I want to go through each line of the a .csv file and compare to see if the first field of line 1 is the same as first field of next line and so on. If it finds a match then I would like to ignore those two lines that contains the same fields and keep the lines where there is no match.
Here is an example dataset (no_dup.txt):
Ac_Gene_ID M_Gene_ID ENSGMOG00000015632 ENSORLG00000010573 ENSGMOG00000015632 ENSORLG00000010585 ENSGMOG00000003747 ENSORLG00000006947 ENSGMOG00000003748 ENSORLG00000004636
Here is the output that I wanted:
Ac_Gene_ID M_Gene_ID ENSGMOG00000003747 ENSORLG00000006947 ENSGMOG00000003748 ENSORLG00000004636
Here is my code that works, but I want to see how it can be improved:
import sys
in_file = sys.argv[1]
out_file = sys.argv[2]
entries = {}
entries1 = {}
with open(in_file, 'r') as fh_in:
for line in fh_in:
if line.startswith('E'):
line = line.strip()
line = line.split()
entry = line[0]
if entry in entries:
entries[entry].append(line)
else:
entries[entry] = [line]
with open('no_dup_out.txt', 'w') as fh_out:
for kee, val in entries.iteritems():
if len(val) == 1:
fh_out.write("{} \n".format(val))
with open('no_dup_out.txt', 'r') as fh_in2:
for line in fh_in2:
line = line.strip()
line = line.split()
entry = line[1]
if entry in entries1:
entries1[entry].append(line)
else:
entries1[entry] = [line]
with open(out_file, 'w') as fh_out2:
for kee, val in entries1.iteritems():
if len(val) == 1:
fh_out2.write("{} \n".format(val))
The output that I am getting:
[["[['ENSGMOG00000003747',", "'ENSORLG00000006947']]"]] [["[['ENSGMOG00000003748',", "'ENSORLG00000004636']]"]]
2 Answers 2
This part
if entry in entries:
entries[entry].append(line)
else:
entries[entry] = [line]
definitly smells like it could/should be written with setdefault
or defaultdict
.
This would be for instance entries.setdefault(entry, []).append(line)
.
Avoid to re-assign the same variable again and again as it makes it harder to hard to understand what the variable is supposed to represent.
line = line.strip()
line = line.split()
could be written : splitted_list = line.strip().split()
You are iterating over key ("kee"?)/values of a dictionnary but ignoring the actual key.
The convention is to use _
as the variable name for throw-away values so you could write : for _, val in entries.iteritems():
. However, it would probably be better to just iterate over the values using itervalues
, values
or viewvalues
.
It's odd that you write no_dup_out.txt
, then immediately read it back in again.

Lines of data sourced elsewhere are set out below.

PR #674, opened 2023-02-22
removing namespace dependency of kubearmor for discovery-engine

### LINKED ISSUE #660: Remove namespace dependency for KubeArmor
**Description**
Currently Discovery Engine configuration checks for KubeArmor in the default kube-system namespace only. If KubeArmor is installed in any other namespace then it won't be able to communicate with that. 
It causes a problem that we can't really install KubeArmor in other namespace and use discovery-engine with it. 

**Solution**
The aim is to remove this the dependency on kube-system namespace and use another one (for eg. `kubearmor` namespace). Then we will be installing KubeArmor in `kubearmor` namespace by default.

Prateeknandle:
closes #660 

after this discovery-engine will be able to detect kubearmor from any namespace, right noe it only detect kubearmor if it is deployed in `kube-system` namespace.

changes:
- get namespace in which kubearmor is deployed
- if kubearmor is not found in `kube-system`, then we will get the namespace in which it is deployed and then connect discovery-engine with new configurations.

### DIFF
--- a/src/cluster/k8sClientHandler.go
+++ b/src/cluster/k8sClientHandler.go
@@ -459,3 +459,28 @@ func GetDeploymentsFromK8sClient() []types.Deployment {
 	}
 	return results
 }
+
+func GetKubearmorRelayURL() string {
+	var namespace string
+	client := ConnectK8sClient()
+	if client == nil {
+		return ""
+	}
+
+	// get pods from k8s api client
+	pods, err := client.CoreV1().Pods("").List(context.Background(), metav1.ListOptions{
+		LabelSelector: "kubearmor-app",
+	})
+	if err != nil {
+		log.Error().Msg(err.Error())
+		return ""
+	}
+	// for _, pod := range pods.Items {
+	// 	if pod.Labels["kubearmor-app"] == "kubearmor" {
+	// 		namespace = pod.Namespace
+	// 	}
+	// }
+	namespace = pods.Items[0].Namespace
+	url := "kubearmor." + namespace + ".svc.cluster.local"
+	return url
+}
--- a/src/cluster/k8sClientHandler.go
+++ b/src/cluster/k8sClientHandler.go
@@ -467,19 +467,17 @@ func GetKubearmorRelayURL() string {
 		return ""
 	}
 
-	// get pods from k8s api client
+	// get kubearmor-relay pod from k8s api client
 	pods, err := client.CoreV1().Pods("").List(context.Background(), metav1.ListOptions{
-		LabelSelector: "kubearmor-app",
+		LabelSelector: "kubearmor-app=kubearmor-relay",
 	})
 	if err != nil {
 		log.Error().Msg(err.Error())
 		return ""
 	}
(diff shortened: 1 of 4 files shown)


src/cluster/k8sClientHandler.go
```diff
@@ -475,3 +475,25 @@ func GetNodesFromK8sClient() (*v1.NodeList, error) {
...
+	var namespace string
+	client := ConnectK8sClient()
+	if client == nil {
+		return ""
+	}
+
+	// get kubearmor pods from k8s api client
+	pods, err := client.CoreV1().Pods("").List(context.Background(), metav1.ListOptions{
+		LabelSelector: "kubearmor-app",
+	})
```
daemon1024: Let's directly fetch the relay pod. 

Ref https://github.com/kubearmor/KubeArmor/blob/d6db731c7e4383faa7cd0518b750703dc017e71e/deployments/get/objects.go#L110

```suggestion
	pods, err := client.CoreV1().Pods("").List(context.Background(), metav1.ListOptions{
		LabelSelector: "kubearmor-app=kubearmor-relay",
	})
```

src/cluster/k8sClientHandler.go
```diff
@@ -475,3 +475,25 @@ func GetNodesFromK8sClient() (*v1.NodeList, error) {
...
+	if err != nil {
+		log.Error().Msg(err.Error())
+		return ""
+	}
+	namespace = pods.Items[0].Namespace
+	url := "kubearmor." + namespace + ".svc.cluster.local"
```
daemon1024, line 498: We need to return empty if the Pod List is  empty array as well,  which suggests there's no Kubearmor deployment active.

src/cluster/k8sClientHandler.go
```diff
@@ -475,3 +475,25 @@ func GetNodesFromK8sClient() (*v1.NodeList, error) {
 	}
 	return nodeList, nil
 }
+
+func GetKubearmorRelayURL() string {
+	var namespace string
+	client := ConnectK8sClient()
+	if client == nil {
+		return ""
+	}
```
daemon1024, line 484: Is there no global client which we can access in the engine?  Do we create a new client every time we make k8s API calls in the engine?

daemon1024 (changes requested):
Please find review comments inline.

src/cluster/k8sClientHandler.go
Prateeknandle: yes, right now there is no global client present, therefore we need to create a new client every time

daemon1024: Let's create a note for it, might  need to handle it in future.

daemon1024 (approved):

nyrahul (approved):

Ankurk99:
@Prateeknandle Have we verified these changes? Like if `karmor summary` and `karmor discover` works with this change?
Because I tried installing KubeArmor in a different namespace and Discovery Engine is not able to show observability or discover policy. 
@Prateeknandle Can you please verify this?

PR #679, opened 2023-03-06
Issue #675: karmor summary flags are ignored

### LINKED ISSUE #675: `karmor summary` flags are ignored
https://github.com/accuknox/discovery-engine/blob/4117eadb3716ec2c88acbbc94a57495f44c63ce5/src/observability/kubearmor.go#L219-L227

Only `req.PodName` is respected, the rest of the parameters in the request are ignored.

```bash
$ karmor summary -p pod-1 --container redis
```
```
local port to be used for port forwarding discovery-engine-746fccb855-nlr6k: 32897 

  Pod Name        pod-1  
  Namespace Name  default                             
  Cluster Name    default                             
  Container Name  nginx                               
  Labels          app=nginx-client-side               
...
```

Vyom-Yadav:
Closes #675 

PR for kubearmor-client: https://github.com/kubearmor/kubearmor-client/pull/276

### DIFF
--- a/src/observability/kubearmor.go
+++ b/src/observability/kubearmor.go
@@ -223,7 +223,11 @@ func GetKubearmorSummaryData(req *opb.Request) ([]types.SysObsProcFileData, []ty
 	var podInfo types.ObsPodDetail
 
 	sysSummary, err := libs.GetSystemSummary(CfgDB, types.SystemSummary{
-		PodName: req.PodName,
+		PodName:       req.PodName,
+		NamespaceName: req.NameSpace,
+		ContainerName: req.ContainerName,
+		ClusterName:   req.ClusterName,
+		Labels:        req.Label,
 	})
 	if err != nil {
 		return nil, nil, nil, types.ObsPodDetail{}


seswarrajan (commented):
@Vyom-Yadav 
This change LGTM. 

Is it possible to modify the protobug request structure to include deployment_name as well, The SQL code already supports the change for that.

Vyom-Yadav:
> Is it possible to modify the protobug request structure to include deployment_name as well, The SQL code already supports the change for that.

Do we want deployment_name in response too?

seswarrajan:
It would be better if we have the deployment name in field as well.

Vyom-Yadav:
We return just the pod_name in response, do we want to return the deployment_name too? Of course, it will be shown only if it's not empty.

seswarrajan (approved):

seswarrajan:
> We return just the pod_name in response, do we want to return the deployment_name too? Of course, it will be shown only if it's not empty.

We can handle this in a separate PR

PR #182, opened 2024-11-13
Remove deprecated SSL settings

robbavey:
This commit marks SSL settings `obsolete` that were previously marked as `deprecated` as part

of the SSL Settings Standardization process implemented in `3.7.0` of this plugin.

Marking these settings as `obsolete` is a *breaking change* that will stop the plugin from starting, and forces users to move to the new standard settings.

This commit makes the following configuration settings obsolete:

This commit cleans up some code to handle duplicate settings, and removes tests that were put in place to support the co-existence of deprecated and non-deprecated settings, replacing them with tests that verify that obsolete settings are identified early, and information about the deprecation is related to the user.

Thanks for contributing to Logstash! If you haven't already signed our CLA, here's a handy link: 

Relates: #181


lib/logstash/inputs/http.rb
```diff
@@ -150,25 +134,15 @@ class LogStash::Inputs::Http < LogStash::Inputs::Base
...
-  config :cipher_suites, :validate => :array, :default => [], :deprecated => "Set 'ssl_cipher_suites' instead."
-
-  # The minimum TLS version allowed for the encrypted connections. The value must be one of the following:
-  # 1.0 for TLS 1.0, 1.1 for TLS 1.1, 1.2 for TLS 1.2, 1.3 for TLS 1.3
-  config :tls_min_version, :validate => :number, :default => TLS.min.version, :deprecated => "Set 'ssl_supported_protocols' instead."
-
-  # The maximum TLS version allowed for the encrypted connections. The value must be the one of the following:
-  # 1.0 for TLS 1.0, 1.1 for TLS 1.1, 1.2 for TLS 1.2, 1.3 for TLS 1.3
-  config :tls_max_version, :validate => :number, :default => TLS.max.version, :deprecated => "Set 'ssl_supported_protocols' instead."
+  # Obsolete Settings
```
donoghuc, line 137: Did we decide that doing validations on obsolete settings is potentially confusing to users. https://github.com/logstash-plugins/logstash-input-elasticsearch/pull/213#discussion_r1842794333 (with the caveat that we still use obfuscated for sensitive data)?

robbavey: Good catch - you're correct. I've updated to make the changes

donoghuc (approved):
LGTM, CI appears to be backed up. Assuming that gets through green this should be g2g :)

donoghuc:
I think test failures are due to expired cert fixtures. Regenerated in https://github.com/logstash-plugins/logstash-input-http/pull/184

donoghuc (approved):
All green after rebase! 🍏

robbavey:
Ready for docs review @karenzone

karenzone (approved):
LGTM

PR #191, opened 2025-02-03
Name netty threads properly.

mashhurs:
Inspired by https://github.com/logstash-plugins/logstash-input-beats/pull/511
Namning netty threads to make investigation easier.


donoghuc (approved):
LGTM

Issue #200, opened 2025-09-04
Triage flakey tests


donoghuc:
Looking at the build history, random cells fail very often. We should figure out the cause of the flaky tests and make them more reliable. 

**Applicable branches**:
- main
- 3.x

**Failure history**:

- https://app.travis-ci.com/github/logstash-plugins/logstash-input-http/builds

donoghuc:
The main culprit is this:

https://github.com/logstash-plugins/logstash-input-http/blob/0d44b86d1b5955ae105d9d7ad50d3cdf57f8c6c4/src/test/java/org/logstash/plugins/inputs/http/util/ExecutionObserverTest.java#L160
```
w Enable Watchlogstash-1  | <===========--> 85% EXECUTING [3s]> :test > 1 test completed> :test > Executing test org.logstash.plugins.inputs.http.util.ExecutionObservew Enable Watchlogstash-1  | ExecutionObserverTest > testThreadSafetyBruteForce() > repetition 1 of 10 FAILED
w Enable Watchlogstash-1  |     java.lang.AssertionError: 
w Enable Watchlogstash-1  |     Expected: is (a value greater than <0> and a value less than <10>)
w Enable Watchlogstash-1  |          but: a value less than <10> <10> was equal to <10>
w Enable Watchlogstash-1  |         at org.hamcrest.MatcherAssert.assertThat(MatcherAssert.java:20)
w Enable Watchlogstash-1  |         at org.hamcrest.MatcherAssert.assertThat(MatcherAssert.java:6)
w Enable Watchlogstash-1  |         at org.logstash.plugins.inputs.http.util.ExecutionObserverTest.testThreadSafetyBruteForce(ExecutionObserverTest.java:197)
w Enable Watchlogstash-1  | 
w Enable Watchlogstash-1  | 
w Enable Watchlogstash-1  | 
```

PR #201, opened 2025-10-20
Fix flaky assertion bound in testThreadSafetyBruteForce

donoghuc:
Local compaction depends on completion order and timing. Under certain cases node count can reach or exceed `sqrt(concurrency)` before the final compaction is triggered. The test for intermediate state was failing fairly often in CI. This commit updates the test for intermediate state to simply be less than `concurrency`. This should satisfy the intent of the test, with the added security of the rest of the test asserting the finalized state is less than 2 nodes.

Closes https://github.com/logstash-plugins/logstash-input-http/issues/200


src/test/java/org/logstash/plugins/inputs/http/util/ExecutionObserverTest.java
```diff
@@ -194,7 +194,7 @@ void testThreadSafetyBruteForce() {
             // without queries, we should at least have some compaction
```
yaauie:
```suggestion
            // without queries, we may have some compaction so we shouldn't be too strict
```

PR #221, opened 2026-06-29
bind in register

### LINKED ISSUE #215: Bind to port during `#register`
When we fail to bind to the port, we should propagate the failure to prevent the pipeline from starting.

With this netty-based plugin, the pattern should be:
 - bind in `#register` with the server channel set to _disable_ auto-read
 - enable auto-read in `#run` once the plugin has a reference to the queue writer

Relates: elastic/logstash#18711

yaauie:
Binds to the port in `#register`, so that a failure to bind can be surfaced to the user.

Resolves: #215


lib/logstash/inputs/http.rb
```diff
@@ -190,6 +190,12 @@ def register
     require "logstash/inputs/http/message_handler"
     message_handler = MessageHandler.new(self, @codec, @codecs, @auth_token)
     @http_server = create_http_server(message_handler)
+    begin
+      logger.debug("Binding http input to port", :address => "#{@host}:#{@port}", :ssl_enabled => @ssl_enabled)
+      @http_server.bind
+    rescue java.net.BindException => bind_exception
+      fail LogStash::ConfigurationError, "could not bind to #{@host}:#{@port}; #{bind_exception.message}"
```
donoghuc, line 198:
```suggestion
      @http_server.close rescue nil
      fail LogStash::ConfigurationError, "could not bind to #{@host}:#{@port}; #{bind_exception.message}"
```
Looks like error on register wont close in https://github.com/elastic/logstash/blob/0875e0b103b8ae9c856259376b2c8232af5d37a3/logstash-core/lib/logstash/java_pipeline.rb#L251-L260 so do it here?

donoghuc (changes requested):
One small question. Otherwise this looks good.

donoghuc (approved):

Issue #132, opened 2020-11-30
Error in handling charsets different from UTF-8


andsel:
- Version: 3.3.5
- Operating System:
- Config File (if you have sensitive info, please remove it):
```
input {
	http {
		port => 9006
		codec => plain {
			charset => "CP1254"
		}
	}
}	

output {
	stdout {
		codec => json {charset => "UTF-8"}
	}
}
```
- Sample Data:
```python
import requests
API_ENDPOINT = "http://127.0.0.1:9006"
message='TÜRKÇE karakter test : ĞÜŞİÇÖışüğöç'
r = requests.post(url = API_ENDPOINT, data = bytes(message,'cp1254'))
```
- Steps to Reproduce:
 - run logstash with the pipeline
 - execute the python script
- the console output is:
```
{"message":"Tï¿½RKï¿½E karakter test : ï¿½ï¿½ï¿½ï¿½ï¿½ï¿½ï¿½ï¿½ï¿½ï¿½ï¿½ï¿½","@version":"1","@timestamp":"2020-11-30T10:38:55.338Z","headers":{"connection":"keep-alive","request_method":"POST","http_accept":"*/*","http_user_agent":"python-requests/2.21.0","content_length":"35","http_version":"HTTP/1.1","http_host":"127.0.0.1:9006","request_path":"/","accept_encoding":"gzip, deflate"},"host":"127.0.0.1"}
```

Is not a problem in the codec because I've tried with this pipeline:
```
input {
	file {
		path => "/tmp/cp1254_encoded.txt"
		mode => "read"
		sincedb_path => "/dev/null"
		file_completed_log_path => "/tmp/file_actions.log"
		file_completed_action => "log"
		codec => plain {
			charset => "CP1254"
		}
	}
}	

output {
	stdout {
		codec => json {charset => "UTF-8"}
	}
}
```

And the file attached
[cp1254_encoded.txt](https://github.com/logstash-plugins/logstash-input-http/files/5615435/cp1254_encoded.txt)

and the console out is what's expected (`TÜRKÇE karakter test : ĞÜŞİÇÖışüğöç`)

NB:
to reproduce the text file simply cut&paste the above string in a text editor and ask the editor to save it with encoding `CP1254`

GokcerBelgusen:
Hi guys, any improvement about this issue ?

GokcerBelgusen:
[...]

PR #230, opened 2026-07-28
Use content-type header charset to decode the body

### LINKED ISSUE #231: Use content-type charset to decode the body of post request
Relates #132 

**Logstash information**:

Please include the following information:

1. Logstash version (e.g. `bin/logstash --version`)
2. Logstash installation source (e.g. built from source, with a package manager: DEB/RPM, expanded from tar or zip archive, docker)
3. How is Logstash being run (e.g. as a service/service manager: systemd, upstart, etc. Via command line, docker/kubernetes)
4. How was the Logstash Plugin installed

**JVM** (e.g. `java -version`):

If the affected version of Logstash is 7.9 (or earlier), or if it is NOT using the bundled JDK or using the 'no-jdk' version in 7.10 (or higher), please provide the following information:

1. JVM version (`java -version`)
2. JVM installation source (e.g. from the Operating System's package manager, from source, etc).
3. Value of the `JAVA_HOME` environment variable if set.

**OS version** (`uname -a` if on a Unix-like system):

**Description of the problem including expected versus actual behavior**:
When an HTTP request contains the `Content-type` and that specify also the charset of the body, that charset has to be used to decode the body.

**Steps to reproduce**:

 1. Create a file with some payload in `CP1254`

    ```shell
      printf '{"msg":"TÜRKÇE karakter test : ĞÜŞİÇÖışüğöç"}' | iconv -f UTF-8 -t cp1254 > /tmp/payload.json
    ```
 2. Run logstash with HTTP input pipeline as:
    ```
    input  { http { port => 5056 } }
    output { stdout { codec => rubydebug } }
    ```
 3. Send the payload with:
    ```shell
    curl -X POST localhost:5056 -H 'Content-Type: application/json; charset=CP1254' --data-binary @/tmp/payload.json
    ```

**Provide logs (if relevant)**:
The Logstash event should include the `msg` as:
```
"msg" => "TÜRKÇE karakter test : ĞÜŞİÇÖışüğöç"
```

but instead it is:
```
"msg" => "T�RK�E karakter test : ������������",
```

andsel:
Change MessageProcessor to use the charset contained in Content-type header if available, else fallback on UTF-8.

- Relates #132
- Closes #231


src/main/java/org/logstash/plugins/inputs/http/MessageProcessor.java
```diff
@@ -3,19 +3,13 @@
...
 import io.netty.channel.ChannelHandlerContext;
-import io.netty.handler.codec.http.DefaultFullHttpResponse;
-import io.netty.handler.codec.http.DefaultHttpHeaders;
-import io.netty.handler.codec.http.FullHttpRequest;
-import io.netty.handler.codec.http.FullHttpResponse;
-import io.netty.handler.codec.http.HttpHeaderNames;
-import io.netty.handler.codec.http.HttpHeaders;
-import io.netty.handler.codec.http.HttpResponse;
-import io.netty.handler.codec.http.HttpResponseStatus;
+import io.netty.handler.codec.http.*;
```
jsvd: please maintain these imports

src/main/java/org/logstash/plugins/inputs/http/MessageProcessor.java
```diff
@@ -73,7 +74,9 @@ public void run() {
 
     private FullHttpResponse processMessage() {
         final Map<String, String> formattedHeaders = formatHeaders(req.headers());
-        final String body = req.content().toString(UTF8_CHARSET);
+        Charset charset = HttpUtil.getCharset(req, UTF8_CHARSET);
+//        final String body = req.content().toString(UTF8_CHARSET);
```
donoghuc:
```suggestion
```

donoghuc (approved):
Left a suggestion to delete commented out code, but otherwise this looks correct. Thanks for adding a test.

donoghuc:
Also, will this go in the 3.x branch as well?

spec/inputs/http_spec.rb
```diff
@@ -223,6 +223,17 @@
...
+      context "when receiving an application/json request with charset ISO-8859-1 in content-type" do
+        it "should decode the body using the charset declared in the content-type header" do
+          body = '{"msg":"A Coruña"}'.encode("ISO-8859-1")
+          client.post("http://127.0.0.1:#{port}/meh.json",
+                      :headers => { "content-type" => "application/json; charset=ISO-8859-1" },
+                      :body => body).call
+          event = logstash_queue.pop
+          expect(event.get("msg")).to eq("A Coruña")
+        end
+      end
```
jsvd: it could be nice to refactor so that both charset tests are together, something like:

```ruby
    context "when receiving a content-type with a charset" do
      subject { LogStash::Inputs::Http.new("port" => port,
                                           "additional_codecs" => { "application/json" => "plain" }) }
      let(:headers) { { "content-type" => "application/json; charset=#{charset}"} }
      let(:body) { '{"msg":"A Coruña"}'.encode(charset) }

      context "UTF-8" do
        let(:charset) { "UTF-8".downcase }
        it "should decode the message accordingly" do
          client.post("http://127.0.0.1:#{port}/meh.json", :headers => headers, :body => body).call
          event = logstash_queue.pop
          expect(event.get("message")).to eq(body)
        end
      end

      context "ISO-8859-1" do
        let(:charset) { "ISO-8859-1" }
        it "should decode the message accordingly" do
          client.post("http://127.0.0.1:#{port}/meh.json", :headers => headers, :body => body).call
          puts headers.inspect
          event = logstash_queue.pop
          expect(event.get("message")).to eq(body)
        end
      end
    end
```

I haven't tested this enough, though.

jsvd (approved):
overall LGTM with Cas' suggested cleanup. I also left a nitpick that the 2 charset tests could be refactored to be under the same "context"

jsvd (approved):
LGTM

PR #233, opened 2026-08-05
Fix flaky 429 tests

kaisecheng:
## Summary

The HTTP 429 rate-limiting test ("rejects additional incoming requests with HTTP 429") is flaky across all CI stacks and branches due to race conditions in the test setup.

**Root cause:**
- `client_options` uses **string keys** (`"socket_timeout" =>`) but Manticore's constructor reads **symbol keys** (`:socket_timeout`). All timeout values silently fall back to the 10-second default. The intended 100ms socket timeout never took effect.
- `rand()` for `threads`, `max_pending_requests`, and `logstash_queue_size` produces non-deterministic values. Larger values require more concurrent blocking requests to arrive at the server within a tight window.
- `sleep 1` is a race condition. There is no guarantee that all blocking requests have reached the server and filled the executor pool + ArrayBlockingQueue within 1 second.

## Failed Test URLs

https://github.com/logstash-plugins/logstash-input-http/actions/runs/30991406140/job/92258164314
https://github.com/logstash-plugins/logstash-input-http/actions/runs/30894496793/job/91944063697

### DIFF
--- a/spec/inputs/http_spec.rb
+++ b/spec/inputs/http_spec.rb
@@ -74,46 +74,37 @@ describe LogStash::Inputs::Http do
       let(:threads) { 1 }
       let(:logstash_queue) { SizedQueue.new(logstash_queue_size) }
       let(:client_options) { {
-        "request_timeout" => 1,
-        "connect_timeout" => 3,
-        "socket_timeout" => 0.2
+        request_timeout: 5,
+        connect_timeout: 3,
+        socket_timeout: 0.5
       } }
 
       let(:config) { { "port" => port, "threads" => threads, "max_pending_requests" => max_pending_requests } }
 
       context "when sending more requests than queue slots" do
         it "rejects additional incoming requests with HTTP 429" do
-          # these will queue and return 200
-          logstash_queue_size.times.each do |i|
+          # fill the pipeline queue so the next push blocks the server worker
+          logstash_queue_size.times do
             response = client.post("http://127.0.0.1:#{port}", :body => '{}').call
             expect(response.code).to eq(200)
           end
 
-          # these will block
-          blocked_calls = (threads + max_pending_requests).times.map do
-            Thread.new do
-              begin
-                {:result => client.post("http://127.0.0.1:#{port}", :body => '{}').call}
-              rescue Manticore::SocketException, Manticore::SocketTimeout => e
-                {:exception => e}
-              end
+          # a blocked request holds its slot even after the client times out, so sending
+          # sequentially fills every worker and backlog slot before the next 429
+          blocked = 0
+          response = nil
+          deadline = Time.now + 30
+          until response && response.code == 429
+            raise "server never returned 429 (blocked=#{blocked})" if Time.now > deadline
+            begin
+              response = client.post("http://127.0.0.1:#{port}", :body => '{}').call
+            rescue Manticore::SocketTimeout
+              blocked += 1
             end
           end
 
-          # wait for blocking requests to be in flight rather than using a fixed sleep
-          blocked_calls.each { |t| Thread.pass until t.status == 'sleep' || !t.alive? }
-
-          # by now we should be rejecting with 429 since the backlog is full
-          response = client.post("http://127.0.0.1:#{port}", :body => '{}').call
           expect(response.code).to eq(429)
-
-          # ensure that our blocked connections did block
-          aggregate_failures do
-            blocked_calls.map(&:value).each do |blocked|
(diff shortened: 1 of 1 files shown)


spec/inputs/http_spec.rb
```diff
@@ -100,7 +100,8 @@
             end
           end
 
-          sleep 1 # let those requests go, but not so long that our block-detector starts emitting 429's
+          # wait for blocking requests to be in flight rather than using a fixed sleep
+          blocked_calls.each { |t| Thread.pass until t.status == 'sleep' || !t.alive? }
```
donoghuc: I was skeptical that the thread would ever be in a `sleep` state here and dug in a bit. I could not find a thread ever reporting that state. I think the test passed by accident because the server keeps blocked slots occupied after the client disconnects. Instead i think we should track requests one at a time until a 429 comes back, counting the ones that time out. Since each timed-out request provably holds a slot and sends are sequential, exactly threads + max_pending_requests requests block before the 429. 


```diff
diff --git a/spec/inputs/http_spec.rb b/spec/inputs/http_spec.rb
index 760ee38..15347fd 100644
--- a/spec/inputs/http_spec.rb
+++ b/spec/inputs/http_spec.rb
@@ -83,37 +83,28 @@ describe LogStash::Inputs::Http do
 
       context "when sending more requests than queue slots" do
         it "rejects additional incoming requests with HTTP 429" do
-          # these will queue and return 200
-          logstash_queue_size.times.each do |i|
+          # fill the pipeline queue so the next push blocks the server worker
+          logstash_queue_size.times do
             response = client.post("http://127.0.0.1:#{port}", :body => '{}').call
             expect(response.code).to eq(200)
           end
 
-          # these will block
-          blocked_calls = (threads + max_pending_requests).times.map do
-            Thread.new do
-              begin
-                {:result => client.post("http://127.0.0.1:#{port}", :body => '{}').call}
-              rescue Manticore::SocketException, Manticore::SocketTimeout => e
-                {:exception => e}
-              end
+          # a blocked request holds its slot even after the client times out, so sending
+          # sequentially fills every worker and backlog slot before the next 429
+          blocked = 0
+          response = nil
+          deadline = Time.now + 30
+          until response && response.code == 429
+            raise "server never returned 429 (blocked=#{blocked})" if Time.now > deadline
+            begin
+              response = client.post("http://127.0.0.1:#{port}", :body => '{}').call
+            rescue Manticore::SocketTimeout
+              blocked += 1
             end
           end
 
-          # wait for blocking requests to be in flight rather than using a fixed sleep
-          blocked_calls.each { |t| Thread.pass until t.status == 'sleep' || !t.alive? }
-
-          # by now we should be rejecting with 429 since the backlog is full
-          response = client.post("http://127.0.0.1:#{port}", :body => '{}').call
           expect(response.code).to eq(429)
-
-          # ensure that our blocked connections did block
-          aggregate_failures do
-            blocked_calls.map(&:value).each do |blocked|
-              expect(blocked[:result]).to be_nil
-              expect(blocked[:exception]).to be_a_kind_of Manticore::SocketTimeout
-            end
-          end
+          expect(blocked).to eq(threads + max_pending_requests)
         end
       end
     end
```

donoghuc (changes requested):

spec/inputs/http_spec.rb
```diff
@@ -69,50 +69,42 @@
...
+      let(:max_pending_requests) { 1 }
+      let(:threads) { 1 }
       let(:logstash_queue) { SizedQueue.new(logstash_queue_size) }
       let(:client_options) { {
-        "request_timeout" => 0.1,
-        "connect_timeout" => 3,
-        "socket_timeout" => 0.1
+        request_timeout: 5,
+        connect_timeout: 3,
+        socket_timeout: 0.5
```
kaisecheng, line 79: Manticore uses symbol key `options.fetch(:socket_timeout)`
The original using string key "socket_timeout" is wrong

donoghuc (approved):

spec/inputs/http_spec.rb
kaisecheng: The test relies on `t.alive?` to exit the loop. Agree that "sleep" state is not useful because Manticore's blocking I/O keeps the JRuby thread in "run" state. Server keeps blocked slots occupied because client side's Socket Timeout is not something the server would care. So, I think the original slot retention setup is deterministic, not totally nonsense. 

I have updated the test to your sequential call version. The timeout setting was never effective because the wrong string key was passed.

PR #574, opened 2019-02-04
Asciidoctor: Better handling for resources attribute

nik9000:
Prevents the copy images asciidoctor extension from dying if the
`resources` attribute is an empty string and improves the error message
if it is invalid CSV.


nik9000:

PR #576, opened 2019-02-05
Drop scripts for releasing docs

nik9000:
Now that we've started building the docs into the `built-docs`
repository these scripts aren't going to work properly anyway. We now
have a `rebuild` parameter which we can click in jenkins which will do
the job for us.


nik9000:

Couldn't you just construct entries1
from entries
without doing file I/O?
This code has some weird behaviour, though, that you should be aware of. Consider the following example:
Elephant apple
Elephant banana
Eel apple
If you uniquify the data set based on the first column, then by the second column, you, as you have done in your program, you'll obtain the result:
Eel apple
However, if you were to uniquify the data set based on the second column, then by the first column, you would obtain instead:
Elephant banana
I don't know enough about the motivation behind the code to say whether either of those is the desired outcome. Or perhaps all three rows should be eliminated? In any case, the intended behaviour should be thoroughly described in a docstring to avoid misunderstandings.